Furthermore, High Court of Delhi in the decision of General Manager Finance Air India Ltd & Anr v. Virender Singh, LPA No. 205/2012, Decided On: 16.07.2012 had held as under:

"8. The RTI Act, as per its preamble was enacted to enable the citizens to secure access to information under the control of public authorities, in order to promote transparency and accountability in the working of every public authority. An informed citizenry and transparency of information have been spelled out as vital to democracy and to contain corruption and to hold Governments and their instrumentalities accountable to the governed. The said legislation is undoubtedly one of the most significant enactments of independent India and a landmark in governance. The spirit of the legislation is further evident from various provisions thereof which require public authorities to:

A. Publish inter alia:
i) the procedure followed in the decision making process;
ii) the norms for the discharge of its functions;
iii) rules, regulations, instructions manuals and records used by its employees in discharging of its functions;
iv) the manner and execution of subsidy programmes including the amounts allocated and the details of beneficiaries of such programmes;
v) the particulars of recipients of concessions, permits or authorizations granted. [see Section 4(1) (b), (iii), (iv), (v); (xii) & (xiii)].

B. Suo moto provide to the public at regular intervals as much information as possible [see Section 4(2)]."

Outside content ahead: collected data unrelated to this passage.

PR #424, opened 2022-05-18
PR info menu

shipyy:
Menu that tracks:
* Time in Zone
* Completes & Attempts
* First time it taken for 1st completion

image


dPexxIAM (commented):
tested this myself and is stable, but will wait for bara's review first

addons/sourcemod/scripting/surftimer/commands.sp
```diff
@@ -359,6 +363,17 @@ public Action Command_ToggleHints(int client, int args)
 	return Plugin_Handled;
 }
 
+public Action Command_PRinfo_help(int client, int args){
+
+	if(IsValidClient(client)){
+		PrintToConsole(client, "%t", "PRinfo_help");
```
Bara, line 369: Personally I would prefer `%T`, it'll use the client language instead of the server language. `%T` requires the client index after the translation name, in this case `PrintToConsole(client, "%T", "PRinfo_help", client);`.

You can find more [here](https://wiki.alliedmods.net/Translations_(SourceMod_Scripting)#Usage_in_a_Plugin).

addons/sourcemod/scripting/surftimer/commands.sp
```diff
@@ -4954,6 +4969,171 @@ public Action Command_CPR(int client, int args)
...
+			char arg1[128];
+			GetCmdArg(1, arg1, sizeof(arg1));
+
+			if (StrContains(arg1, "surf_", true) != -1)
+			{
+				db_viewPRinfoMapRank(client, g_szSteamID[client], arg1);
+			}
+			else if (StrContains(arg1, "@") != -1)
+			{
+				ReplaceString(arg1, 128, "@", "");
```
Bara, line 5000: You could use `sizeof(arg1)` here, is easier when someone wanna change the size of the string.

I mean the nearly whole surftimer code use hardcoded sizes... so I don't really care about this

addons/sourcemod/scripting/surftimer/commands.sp
```diff
@@ -4954,6 +4969,171 @@ public Action Command_CPR(int client, int args)
...
+		//prinfo <bonus number>
+		case 1:{
+			char arg1[128];
+			GetCmdArg(1, arg1, sizeof(arg1));
+
+			if (StrContains(arg1, "surf_", true) != -1)
+			{
+				db_viewPRinfoMapRank(client, g_szSteamID[client], arg1);
+			}
+			else if (StrContains(arg1, "@") != -1)
```
Bara, line 4998: I think `else if (arg1[0] = '@')` could work too and it's faster. ( @ESK0 😏 ) Also for other things like the `b` check

addons/sourcemod/scripting/surftimer/sql.sp
```diff
@@ -3458,13 +3433,359 @@ public void db_deleteCheckpoints()
...
+	if (!IsValidClient(client))
+		return;
+
+	char szQuery[1024];
+	Format(szQuery, 1024, sql_selectPR, szSteamID, szMapName, 0);
+	//PrintToConsole(client,szQuery);
+	SQL_TQuery(g_hDb, db_viewPRinfoCallback, szQuery, pack, DBPrio_Low);
+}
+
+public void db_viewPRinfoCallback(Handle owner, Handle hndl, const char[] error, any pack)
```
Bara, line 3461: `any pack` -> `DataPack pack`

Bara: and don't forget to delete the datapack especially when you use `return` or the code will not calling `db_prinforuntimecallback` with `SQL_TQuery`, otherwise the handle will never deleted.

Bara: the previous comment means the whole follow up, so also in the upcoming callbacks.

Bara (changes requested):
@dPexxIAM 👌🏻 
some thigns within the first look

shipyy:
Believe i fixed everything mentioned @Bara :)

Bara:
I try to Review it today, but I'm not at home. So maybe tomorrow

addons/sourcemod/scripting/surftimer/commands.sp
```diff
@@ -366,8 +366,8 @@ public Action Command_ToggleHints(int client, int args)
 public Action Command_PRinfo_help(int client, int args){
 
 	if(IsValidClient(client)){
-		PrintToConsole(client, "%t", "PRinfo_help");
-		CPrintToChat(client, "%t", "PRinfo_help_chat", g_szChatPrefix);
+		PrintToConsole(client, "%T", "PRinfo_help");
```
Bara, line 369: you should read my comment again https://github.com/surftimer/SurfTimer/pull/424#discussion_r876637798
when you're doing this, it would requires the client index behind the phrase name.
in this case it would be:
`PrintToConsole(client, "%T", "PRinfo_help", client);`

shipyy: ohhh, so thats why i was getting a index error lol, i just didnt understand how, never used it like u are suggesting ty will change it accordingly

addons/sourcemod/scripting/surftimer/commands.sp
```diff
@@ -359,6 +363,17 @@ public Action Command_ToggleHints(int client, int args)
 	return Plugin_Handled;
 }
 
+public Action Command_PRinfo_help(int client, int args){
+
+	if(IsValidClient(client)){
+		PrintToConsole(client, "%T", "PRinfo_help", client);
+		CPrintToChat(client, "%T", "PRinfo_help_chat", client, g_szChatPrefix);
```
tslashd, line 370: I believe that what @Bara meant was that this does not need the 2nd `client` variable as in the translation you are only passing the `g_szChatPrefix` at the start of the message and nothing else.

Also is there a difference between `%T` and `%t` ? Just looking that all the other translation files have the `%t` format might be worth keeping to that unless something is different when using capital letter for it.

addons/sourcemod/scripting/surftimer/commands.sp
```diff
@@ -4954,6 +4969,171 @@ public Action Command_CPR(int client, int args)
...
+			}
+			else if (arg1[0] == 'b')
+			{
+				ReplaceString(arg1, sizeof(arg1), "b", "");
+				int bonus_number = StringToInt(arg1);
+
+				if (0 < bonus_number < MAXZONEGROUPS)
+					db_selectPRinfoUnknown(client, g_MapRankBonus[bonus_number][client], bonus_number, g_szSteamID[client]);
+				else
+					CPrintToChat(client, "%t", "InvalidBonusID", g_szChatPrefix, bonus_number);
```
tslashd, line 5019: To touch a bit more on this [comment](https://github.com/surftimer/SurfTimer/pull/424/files#r877808261).

Here you are passing through 2 variables to the translation as that's how the translation made to be used and you'd have to pass it an `int` for it's second variable.
```
	"InvalidBonusID"
	{
		"#format"	"{1:s},{2:i}"
		"en"		"{1} Invalid bonus ID {2}"
	}
```

shipyy: from my testing when using clients laguange ("%T") i do need to pass the client index, when using("%t") that is not necessary :)

addons/sourcemod/scripting/surftimer/commands.sp
Bara: %t uses the server language (mostly english) and %T uses the client language which would be more useful (my opinion). That's why you need after the Phrase Name the client index. So the second client is required using %T.

More informations are here about this: https://wiki.alliedmods.net/Translations_(SourceMod_Scripting)#Usage_in_a_Plugin

addons/sourcemod/scripting/surftimer/sql.sp
```diff
@@ -3458,13 +3441,388 @@ public void db_deleteCheckpoints()
...
+public void db_UpdatePRinfo_WithRuntime(int client, char szSteamID[32], int zGroup, float runtime)
+{	
+	if (!IsValidClient(client))
 		return;
-	}
+
+	char szQuery[2048];
+	//PrintToConsole(client, "%f || %f || %f || %f || %f\n", g_fTimeinZone[client][zGroup], g_fCompletes[client][zGroup], g_fAttempts[client][zGroup], g_fstComplete[client][zGroup], runtime);
+	Format(szQuery, 2048, sql_updatePrinfo_withruntime, g_fTimeinZone[client][zGroup], g_fCompletes[client], g_fAttempts[client][zGroup], g_fstComplete[client][zGroup], runtime, szSteamID, g_szMapName, zGroup);
+	SQL_TQuery(g_hDb, SQL_CheckCallback, szQuery, DBPrio_Low);
```
Bara, line 3814: you're using `DBPrio_Low` as data here instead of prio. You can use `.prio=DBPrio_Low` here.

Bara (changes requested):
Previous requests seems to be changed, I'm fine with `%t` for translations and reverted the change bacl. I also added a database upgrade for the new table.

Bara (approved):
Looks okay now When someone can confirm that everything works fine, then we can merge this. 👌🏻

shipyy:
i used `SQL_TQuery(g_hDb, SQL_CheckCallback, szQuery, DBPrio_Low);` w/o `.prio=DBPrio_Low` since i was going by code already written and i dont think i ever saw that on the code TIL :)

Bara:
> i used `SQL_TQuery(g_hDb, SQL_CheckCallback, szQuery, DBPrio_Low);` w/o `.prio=DBPrio_Low` since i was going by code already written and i dont think i ever saw that on the code TIL :)

exist code isn't always right 🙃 surftimer requires highly an update for some corrections like this. i already did a lot in the `oldDev` branch, but in some cases I made some mistakes and procudes another bugs from bug fixes.

PR #425, opened 2022-05-19
Native_GetPlayerInfo - add bonus level

tslashd:
Added a return for which bonus the client is currently on.
Small fixes for g_iInBonus[client]

### DIFF
--- a/addons/sourcemod/scripting/SurfTimer.sp
+++ b/addons/sourcemod/scripting/SurfTimer.sp
@@ -1939,6 +1939,7 @@ public void OnClientConnected(int client)
 	g_Stage[0][client] = 1;
 	g_bWrcpTimeractivated[client] = false;
 	g_CurrentStage[client] = 1;
+	g_iInBonus[client] = 0;
 }
 
 public void OnClientPutInServer(int client)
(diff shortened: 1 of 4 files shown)


addons/sourcemod/scripting/surftimer/commands.sp
```diff
@@ -1185,7 +1185,8 @@ public Action Command_ToBonus(int client, int args)
 		zoneGrp = 1;
 
 	g_bInBonus[client] = true;
-	g_iInBonus[client] = zoneGrp;
+	if (g_mapZoneGroupCount > zoneGrp)
```
tslashd, line 1188: This stops a bug where if you type `/b <anyNumber>` that number will be assigned to `g_iInBonus[client]`

Have not noticed it breaking something on live version, but now this variable does not get appended with a new number if there are not that many bonus zones.

addons/sourcemod/scripting/SurfTimer.sp
```diff
@@ -1939,6 +1939,7 @@ public void OnClientConnected(int client)
 	g_Stage[0][client] = 1;
 	g_bWrcpTimeractivated[client] = false;
 	g_CurrentStage[client] = 1;
+	g_iInBonus[client] = 0;
```
tslashd, line 1942: Was throwing errors in server console until client reaches a StartZone iirc as this value was being set after they touch a start zone

tslashd: image



**N I C E**

addons/sourcemod/scripting/surftimer/commands.sp
tslashd: image



**N I C E**

Bara (approved):

PR #423, opened 2022-05-18
CSD fix 

shipyy:
Sry for closing #421 (im noob at github and fucked everything xD), but i have fixed things after. 
this request has the changes requested in #421 made to it, if anything more needs to be done just tell me :)

Close #349

PR #426, opened 2022-05-26
CSD customization

shipyy:
Since #423 was done, i tought some little customization would be cool aswell
Screenshot_4
l
* Separated CSD into its own menu
* Added Custom Color Option (RGB)
* Added Custom Position
* Added CSD Update Rate


shipyy:
Gonna PR with another branch instead (less conflicts)

PR #429, opened 2022-06-03
Update convars.sp

pedrotski:
Excessive FCVAR_NOTIFY in convars.sp is causing a timeout issue in SM 1.11.

[NET] Cannot send 5171-byte packet to 208.113.198.125:54479.  MTU is 1200

I have tested and indeed this fixes the issue. I don't think you would have this problem with SM 1.10 and A2S ruleshax as it patches the limit to 65000, SM 1.11 by default is 5000 now.

I would like to add, that I'm not a dev, things are probs wrong here but I made sure it compiles with no warnings or errors.


pedrotski:
I would like to add, that I'm not a dev, things are probs wrong here but I made sure it compiles with no warnings or errors.

pedrotski:
Whoops, wrong file, ill upload the correct one in another PR sorry.

PR #432, opened 2022-06-07
Update README

dPexxIAM:
readme was outdated, needed update.


Bara:
As I wrote in discord, the "Discord API" under credits/extensions can be removed too

dPexxIAM:
> As I wrote in discord, the "Discord API" under credits/extensions can be removed too

done, also added some of the FAQ to README. better suited here imo.

PR #433, opened 2022-06-08
Fix tables upgrades which stop after the first upgrade

Bara:
This is not tested.


freakexeuLow:
freak confirms it works :)

dPexxIAM (approved):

Furthermore, in this context a reference was also made to the OM no. No.1/6/2011-IR dated 15.04.2013 issued by the DoP&T pertaining to guidelines for the implementation of suo motu disclosures under Section 4 of the RTI Act, 2005.

Page 4 of 10

With regard to larger public interest involved in the matter, the Commission referred to the decision of the Hon'ble Supreme Court in the matter of Bihar Public Service Commission v. Saiyed Hussain Abbas Rizwi: (2012) 13 SCC 61 wherein while explaining the term "Public Interest" it was held as under:-

"22. The expression "public interest" has to be understood in its true connotation so as to give complete meaning to the relevant provisions of the Act. The expression "public interest" must be viewed in its strict sense with all its exceptions so as to justify denial of a statutory exemption in terms of the Act. In its common parlance, the expression "public interest", like "public purpose", is not capable of any precise definition. It does not have a rigid meaning, is elastic and takes its colour from the statute in which it occurs, the concept varying with time and state of society and its needs (State of Bihar v. Kameshwar Singh([AIR 1952 SC 252]). It also means the general welfare of the public that warrants recognition and protection; something in which the public as a whole has a stake [Black's Law Dictionary (8th Edn.)]."

The Hon'ble Supreme Court in the matter of Ashok Kumar Pandey vs The State Of West Bengal (decided on 18 November, 2003Writ Petition (Crl.) 199 of 2003) had made reference to the following texts for defining the meaning of "public interest':

"Strouds Judicial Dictionary, Volume 4 (IV Edition),'Public Interest' is defined thus:
"Public Interest (1) a matter of public or general interest does not mean that which is interesting as gratifying curiosity or a love of information or amusement but that in which a class of the community have a pecuniary interest, or some interest by which their legal rights or liabilities are affected."

In Black's Law Dictionary (Sixth Edition), "public interest" is defined as follows :

Public Interest something in which the public, or some interest by which their legal rights or liabilities are affected. It does not mean anything the particular localities, which may be affected by the matters in question. Interest shared by national government...."
In Mardia Chemical Limited v. Union of India (2004) 4 SCC 311, the Hon'ble Supreme Court of India while considering the validity of SARFAESI Act and recovery of non-performing assets by banks and financial institutions in India, recognised the significance of Public Interest and had held as under :
".............Public interest has always been considered to be above the private interest. Interest of an individual may, to some extent, be affected but it cannot have the potential of taking over the public interest having an impact in the socio-economic drive of the country..........."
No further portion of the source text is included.